> **PROMPT**
How many lines in the material below contain the word "example"? Answer with the number alone.

DATA SUPPLIED START

PR #132, opened 2017-12-14
Fixes #21974 - make --state mandatory in tasks delete

kgaikwad:


definitions/procedures/foreman_tasks/delete.rb
```diff
@@ -1,7 +1,19 @@
...
+    ALLOWED_TASK_STATES_TO_DELETE = %w[old planning pending].freeze
+
     metadata do
-      param :state, 'In what state should the task be deleted'
+      param :state,
+            "In what state should the task be deleted.\
+             Possible values are #{ALLOWED_TASK_STATES_TO_DELETE.join(', ')}",
+            :required => true do |val|
+              unless ALLOWED_TASK_STATES_TO_DELETE.include?(val.to_s)
+                raise ArgumentError,
```
kgaikwad: One query I have that for `:required => true`, it is giving proper user friendly message.
But  in case of `block execution`, it raises exception and error stack with message.
For example -

```
#  ./bin/foreman-maintain advanced procedure run foreman-tasks-delete --state xyz
/root/foreman_maintain/definitions/procedures/foreman_tasks/delete.rb:11:in `block (2 levels) in <class:Delete>': State value 'xyz' is not allowed. Possible values are old, planning, pending (ArgumentError)
	from /root/foreman_maintain/lib/foreman_maintain/param.rb:31:in `call'
	from /root/foreman_maintain/lib/foreman_maintain/param.rb:31:in `process'
	from /root/foreman_maintain/lib/foreman_maintain/executable.rb:35:in `block in setup_params'
	from /root/foreman_maintain/lib/foreman_maintain/executable.rb:34:in `each_value'
	from /root/foreman_maintain/lib/foreman_maintain/executable.rb:34:in `setup_params'
	
```
When I tried to call clamp methods here it failed for those methods.
Please suggest me some pointers.

swapab: Can you try raising UsageError?

swapab: This can be best handled with `allowed_values` or `in` option for params.

kgaikwad: @swapab , Thanks.
`ForemanMaintain::Error::UsageError` works well. Updated the PR.

kgaikwad: @swapab ,
Yes, I will modify code to use `allowed_values` or `in` option for params.

swapab: We can do that in a different task(unless params already provide the above options).

swapab:
@kgaikwad Thanks for fixing this. :+1:

PR #135, opened 2017-12-27
Fixes #22082 - new conventions & warnings for rubocop 0.52.0

kgaikwad:


lib/foreman_maintain/detector.rb
```diff
@@ -122,6 +122,7 @@ def detect_feature(label)
       end
       present_feature
     end
+    # rubocop:enable Metrics/AbcSize
```
iNecas: Does this mean that with new rubocop, the cop is disabled until it's explicitly enable again?

kgaikwad: As Inline config is only applied to the given file, rubocop gives warnings to select block of code where we need to disable cop. 
If we ignore those warnings then disabling cop will be applied to current file.

For example - 
```
lib/foreman_maintain/detector.rb:107:1: W: Lint/MissingCopEnableDirective: Re-enable Metrics/AbcSize cop with # rubocop:enable after disabling it.
```

PR #139, opened 2018-01-18
Fixes #21927 - check to validate candlepin db using cpdb

kgaikwad:


definitions/checks/candlepin/validate_candlepin_db.rb
```diff
@@ -0,0 +1,20 @@
+module Checks::Candlepin
+  class ValidateCandlepinDb < ForemanMaintain::Check
+    metadata do
+      description 'Check to validate candlepin database'
+      tags :pre_upgrade
+      label :validate_candlepin_db
+
+      confine do
+        feature(:candlepin) &&
```
iNecas: Why not just confine on `feature(:candlepin_database) && feature(:candlepin_database).check_option_using_cpdb_help('validate')` I would recommend defining the `candlepin` feature to the times that actually has some other reasons. It seems we don't need it at this point.

definitions/checks/candlepin/validate_candlepin_db.rb
```diff
@@ -0,0 +1,20 @@
...
+          feature(:candlepin_database).check_option_using_cpdb_help('validate') != 0
+      end
+    end
+
+    def run
+      feature(:candlepin_database).execute_cpdb_validate_cmd
+      output = execute('echo $?').strip.to_i
```
iNecas: As you are using `execute!` in `execute_cpdb_validate_cmd`, isn't it by itself already raising an exception on non-zero exit code?

definitions/checks/candlepin/validate_candlepin_db.rb
```diff
@@ -0,0 +1,20 @@
+module Checks::Candlepin
+  class ValidateCandlepinDb < ForemanMaintain::Check
+    metadata do
+      description 'Check to validate candlepin database'
+      tags :pre_upgrade
+      label :validate_candlepin_db
+
+      confine do
+        feature(:candlepin) &&
+          feature(:candlepin_database).check_option_using_cpdb_help('validate') != 0
```
iNecas: I would recommend hiding the implementation detail, that we're checking help for this output, by calling something like `feature(:candlpin_database).validate_available?` and letting this method decide how we determine that (which in this case would be calling the `check_option_using_cpdb_help('validate')` method there.

definitions/features/candlepin_database.rb
```diff
@@ -0,0 +1,60 @@
...
+  end
+
+  def cpdb_help_output
+    @cpdb_help_output || run_cpdb_help_cmd
+  end
+
+  def check_option_using_cpdb_help(option_name, parent_cmd = '')
+    parent_cmd = '/usr/share/candlepin/cpdb' if parent_cmd.empty?
+    help_cmd = "#{parent_cmd} --help |  grep -c '\\-\\-#{option_name} '"
+    execute(help_cmd).strip.to_i
```
iNecas: you can use `execute?` and return boolean directly

definitions/features/candlepin_database.rb
```diff
@@ -0,0 +1,60 @@
...
+      file_exists?(CANDLEPIN_DB_CONFIG)
+    end
+  end
+
+  def configuration
+    @configuration || load_configuration
+  end
+
+  def cpdb_help_output
+    @cpdb_help_output || run_cpdb_help_cmd
```
iNecas: Did you mean?

```ruby
@cpdb_help_output ||= run_cpdb_help_cmd
```

definitions/features/candlepin_database.rb
```diff
@@ -0,0 +1,60 @@
...
+  def check_option_using_cpdb_help(option_name, parent_cmd = '')
+    parent_cmd = '/usr/share/candlepin/cpdb' if parent_cmd.empty?
+    help_cmd = "#{parent_cmd} --help |  grep -c '\\-\\-#{option_name} '"
+    execute(help_cmd).strip.to_i
+  end
+
+  def execute_cpdb_validate_cmd
+    main_cmd = cpdb_validate_cmd
+    unless main_cmd.empty?
+      main_cmd += " -u #{configuration['username']} -p '#{configuration[%(password)]}'"
```
iNecas: I would recommend using `shellescape` helper here (that we have defined in the `SystemHelpers`, and also wrapping the `username` argument into `''`. Perhaps additional helper in the system helpers, that would take the args like this and turn them into proper command would be useful for other cases as well:

```ruby
main_cmd += format_shell_args('-u' => configuration['username'], '-p' => configuration['password'])
```

definitions/checks/candlepin/validate_candlepin_db.rb
kgaikwad: Yes, right.
`execute! ` already raising an exception on non-zero exit code.

kgaikwad:
@iNecas ,
Done with the modification as per your suggestions.
Tested it on sat 6.2.14.

definitions/checks/candlepin/validate_candlepin_db.rb
```diff
@@ -0,0 +1,17 @@
+module Checks::Candlepin
+  class ValidateCandlepinDb < ForemanMaintain::Check
```
iNecas: Since it's in `Candlepin` namespace, the `Candlepin` name here is unnecessary.

definitions/checks/candlepin/validate_candlepin_db.rb
```diff
@@ -0,0 +1,17 @@
...
+    metadata do
+      description 'Check to validate candlepin database'
+      tags :pre_upgrade
+      label :validate_candlepin_db
```
iNecas: I'm for the lavel reflecting the naming of the class, so `:candlepin_validate_db` would be better for me: it helps seeing the checks grouped by component, when calling `foreman-maintain health list`

iNecas:
I want to give this a try in production: @kgaikwad could you give me some example of an sql command to introduce some inconsinstency?

kgaikwad:
@iNecas,

You can create dummy records either in cp_pool table or cp_env_content table.
For example:

1. `contentid` should be invalid in below sql query
```
insert into cp_env_content(id, contentid, environment_id) VALUES ('ff8080815a25a54b3', '8763863586325', 1);

# Run below sql to check -

SELECT e.id, ec.contentid
    FROM cp_environment e
     JOIN cp_env_content ec ON e.id = ec.environment_id
    LEFT JOIN cp_content c ON c.id = ec.contentid
    WHERE c.id IS NULL;  
```

2. `productid` should be invalid in below sql query
Note that - Please check column name because in latest version column name changed to `product_uuid`

```
insert into cp_pool (id, productid, productname,  quantity, version, owner_id, enddate, startdate) VALUES ('ff8080815a25a54b015a2695d3530d2b', 'UN1502908878099', 'test_pp', -1, 0, '8aca0c8257429f86015742a2ec4b0001', '2047-08-09 14:41:18.344-04', '2017-08-16 14:41:18.344-04');
```

kgaikwad:
@iNecas, 
Done with suggested changes. 
Pull request ready for review.

lib/foreman_maintain/concerns/system_helpers.rb
```diff
@@ -138,6 +138,14 @@ def shellescape(string)
       def version(value)
         Version.new(value)
       end
+
+      def format_shell_args(options = {})
+        cmd = ''
```
iNecas: What about using inject for that:

```ruby
options.inject('') do |cmd, (shell_optn, val)|
  cmd += " #{shell_optn} '#{shellescape(val)}'"
end
```

or `map` + `join`:

```ruby
options.map { |shell_optn, val| "#{shell_optn} '#{shellescape(val)}'" }.join(' ')
```

iNecas:
Tested and works well. One nitpick

definitions/features/candlepin_database.rb
```diff
@@ -0,0 +1,62 @@
...
+  def check_option_using_cpdb_help(option_name, parent_cmd = '')
+    parent_cmd = '/usr/share/candlepin/cpdb' if parent_cmd.empty?
+    help_cmd = "#{parent_cmd} --help |  grep -c '\\-\\-#{option_name} '"
+    execute?(help_cmd)
+  end
+
+  def execute_cpdb_validate_cmd
+    main_cmd = cpdb_validate_cmd
+    unless main_cmd.empty?
+      main_cmd += format_shell_args(
```
iNecas: Missing space here, leads to `no such option: --verbose-u`

kgaikwad: @iNecas,

Yes, sorry my bad. I have tested code on console only.
Corrected and updated the pull-request.

lib/foreman_maintain/concerns/system_helpers.rb
```diff
@@ -138,6 +138,10 @@ def shellescape(string)
       def version(value)
         Version.new(value)
       end
+
+      def format_shell_args(options = {})
+        options.map { |shell_optn, val| " #{shell_optn} '#{shellescape(val)}'" }.join(' ')
```
iNecas: nitpick: in this case, we don't need `' '` in `join` anymore: so it should be 

```ruby
options.map { |shell_optn, val| " #{shell_optn} '#{shellescape(val)}'" }.join
```

iNecas:
Tested and works great, thanks @kgaikwad

PR #141, opened 2018-01-29
Fixes #22341 - no more special case for 6.3, use the standard repos

mccun934:


mccun934:
Once we get to 6.4 we may want to revisit having a standard procedure for handling a 'beta' version

iNecas:
We were to talking with @swapab about doing this actually as part of move to GA. Swapnil: any progress on checking the available repositories and deciding what repositories to enable based on what repositories are available?

mccun934:
@iNecas the beta repos will always be available, even after GA, they will *most likely* be empty but we can't necessarily count on that

iNecas:
I meant the other way arround: once the GA repos are there, not using the beta.

swapab:
@iNecas This is an attempt to generalize enabling of necessary repositories.
https://github.com/swapab/foreman_maintain/commit/a8415a3455d886982afeddb5c749723278f4c55e

---
Tested with command
`./bin/foreman-maintain advanced procedure run repositories-setup --version 6.2`
and
`./bin/foreman-maintain advanced procedure run repositories-setup --version 6.3`

Previous one enables relevant 6.2 repos for satellite and satellite-tools and later one enables beta repos since 6.3 is not yet GA.
Maintenance repo being `rhel-7-server-satellite-maintenance-6-rpms`(always as of now).

iNecas:
@swapab the only possible caveat of this one is that case, when the redhat.repo was not refreshed yet, so it would not know about the existing repositories. I'm afraid your code would not handle this situation. I guess we would need to call `subscription-manager repos` always and then cache the value for later use. I guess we will need more time for tune this code out. And we will need to merge this one for now.

iNecas:
Thanks @mccun934

swapab:
@iNecas Yes, that does make sense. We'll revisit the generic way later. Thanks!

PR #142, opened 2018-02-15
Fixes #22578 - force fail self registered servers

swapab:


definitions/checks/system_registration.rb
```diff
@@ -5,15 +5,19 @@ class Checks::SystemRegistration < ForemanMaintain::Check
...
 
     confine do
-      file_exists?('/etc/rhsm/rhsm.conf') &&
-        !feature(:foreman_server) &&
-        feature(:foreman_proxy)
+      file_exists?('/etc/rhsm/rhsm.conf')
     end
+
+    message <<-MESSAGE
+      https://access.redhat.com/documentation/en-us/red_hat_satellite/6.3-beta/html/installation_guide/preparing_your_environment_for_installation#system_requirements
```
kgaikwad: Since these are Beta docs, those links will not be valid after GA release. 
@swapab, you need to change those links.

swapab: Yes. Above links won't work since now 6.3 is GA

definitions/checks/system_registration.rb
```diff
@@ -5,15 +5,19 @@ class Checks::SystemRegistration < ForemanMaintain::Check
     tags :default
 
     confine do
-      file_exists?('/etc/rhsm/rhsm.conf') &&
-        !feature(:foreman_server) &&
-        feature(:foreman_proxy)
+      file_exists?('/etc/rhsm/rhsm.conf')
     end
+
+    message <<-MESSAGE
```
swapab: @iNecas @kgaikwad  Let me know what you think of this new metadata. If it sounds good I'll create a new PR for `message` metadata and not piggyback it with this PR(unless piggybacking is Okay)

lib/foreman_maintain/reporter/resolution_reporter.rb
```diff
@@ -0,0 +1,66 @@
...
+
+      def type
+        if status == :error
+          'failed'
+        else
+          'warned'
+        end
+      end
+
+      def messages?
```
kgaikwad: By convention, methods ending in ? return a boolean. 
Instead of calling `empty?` method on `messages?` below, could you please modify method `messages?`
so that `empty?` condition will be handled by this method.

definitions/checks/system_registration.rb
kgaikwad: @swapab,
In my opinion it is good to have but `message` key-name will be very generalized one. 
Naming of this metadata i.e `message` may create a confusion while understanding a purpose of it.

lib/foreman_maintain/reporter/resolution_reporter.rb
swapab: Ah. right, fixed!

definitions/checks/system_registration.rb
swapab: @kgaikwad 
Yes, that's right. I thought of it. But couldn't find a suitable name for it.
`failure_message` but the text can be shown for a warning as well as a failure check.
`notification_message` doesn't sound relevant either
`resolution_message` close enough(but not sure if we are showing a resolution or just wanted to tell the administrator something related to failed/warned check)

Any name you have in mind?

ntkathole:
@swapab While testing this PR, I failed the check for verify-self-registration. But still it gives me option to whitelist and perform the upgrade. I was able to perform the upgrade as well.

Looking into BZ https://bugzilla.redhat.com/show_bug.cgi?id=1545136, it states that it should not allow upgrades of self-registered Satellites.  Am I missing something here?

```
Check for verifying syntax for ISP DHCP configurations:               [FAIL]
undefined method `strip' for nil:NilClass
Check whether system is self-registered or not:                       [FAIL]
System is self registered

  [foreman-proxy-verify-dhcp-config-syntax]
  [verify-self-registration]

use --whitelist="foreman-proxy-verify-dhcp-config-syntax,verify-self-registration"

========== Please follow steps to resolve failed check(s) ==========
  [verify-self-registration]

      https://access.redhat.com/documentation/en-us/red_hat_satellite/6.3/html/installation_guide/preparing_your_environment_for_installation#syste
m_requirements

      https://access.redhat.com/documentation/en-us/red_hat_satellite/6.3/html/upgrading_and_updating_red_hat_satellite/upgrading_red_hat_satellite
#migrating_a_self_registered_satellite

====================================================================


```

lib/foreman_maintain/reporter/resolution_reporter.rb
iNecas: Was this really fixed?

lib/foreman_maintain/reporter/resolution_reporter.rb
```diff
@@ -0,0 +1,66 @@
...
+        @messaged ||= steps.map(&:message).join
```
iNecas: Typo

definitions/checks/system_registration.rb
iNecas: I'm not sure it's a good place fore metadata. Besides the name, there is also issue when we wanted to update the content on upstream vs. downstream. I would probably like this more passing as argument to `fail!` or `assert` methods

lib/foreman_maintain/reporter/resolution_reporter.rb
swapab: My original VM got crashed. Changes overwrote because of force push on new VM(which was not updated). Fixed for real now :smile:

definitions/checks/system_registration.rb
swapab: A `yaml` file(2 actually one for downstream and one for upstream)? to map failure and/or warning messages per definition.

iNecas: It would mean decoupling the messages from the checks, which would be confusing (at least for me). I would like to keep that in one code.

swapab: Okay. I have dropped the thought of a new `metadata`. And used existing `fail!` to show the documentation notification message.

definitions/checks/system_registration.rb
```diff
@@ -5,15 +5,26 @@ class Checks::SystemRegistration < ForemanMaintain::Check
...
+        notification_message = <<-MESSAGE
+  Satellite is self registered
+
+  Self registered satellite won't be supported as of Satellite version 6.3. Please follow following documentation to resolve.
+
+  https://access.redhat.com/documentation/en-us/red_hat_satellite/6.3/html/installation_guide/preparing_your_environment_for_installation#system_requirements
+
+  https://access.redhat.com/documentation/en-us/red_hat_satellite/6.3/html/upgrading_and_updating_red_hat_satellite/upgrading_red_hat_satellite#migrating_a_self_registered_satellite
+    MESSAGE
+        fail!(notification_message)
```
ekohl: I think it's cleaner to move this `fail!()` out of the if/else statement. Just set notification_message in both branches (but different content). That way it's clear you always fail, regardless of upstream/downstream.

definitions/checks/system_registration.rb
```diff
@@ -5,15 +5,26 @@ class Checks::SystemRegistration < ForemanMaintain::Check
...
   end
 
   def run
     if rhsm_hostname_eql_hostname?
-      warn! 'System is self registered'
+      if feature(:downstream)
+        notification_message = <<-MESSAGE
+  Satellite is self registered
+
+  Self registered satellite won't be supported as of Satellite version 6.3. Please follow following documentation to resolve.
```
sean797: s/won't be/are not/

definitions/checks/system_registration.rb
```diff
@@ -5,15 +5,26 @@ class Checks::SystemRegistration < ForemanMaintain::Check
...
+
+  https://access.redhat.com/documentation/en-us/red_hat_satellite/6.3/html/installation_guide/preparing_your_environment_for_installation#system_requirements
```
sean797: Is this link really needed? Giving the user 2 links to could be confusing IMO. We have already told them it's not supported, let's just give them the link below that tells them how to migrate?

definitions/checks/system_registration.rb
sean797: s/Please follow following/Please follow **the** following/

sean797: s/following documentation to resolve/following documentation to migrate/

Not required, but I think migrate reads better.

kgaikwad:
Closing in favor of #192

PR #145, opened 2018-02-22
Fixes #22663 - handled nil.strip for DHCP check

kgaikwad:


kgaikwad:
@swapab & @iNecas,

Fixed the DHCP issue for nil.strip.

DATA SUPPLIED END

> **RESULT OF THIS TASK**
4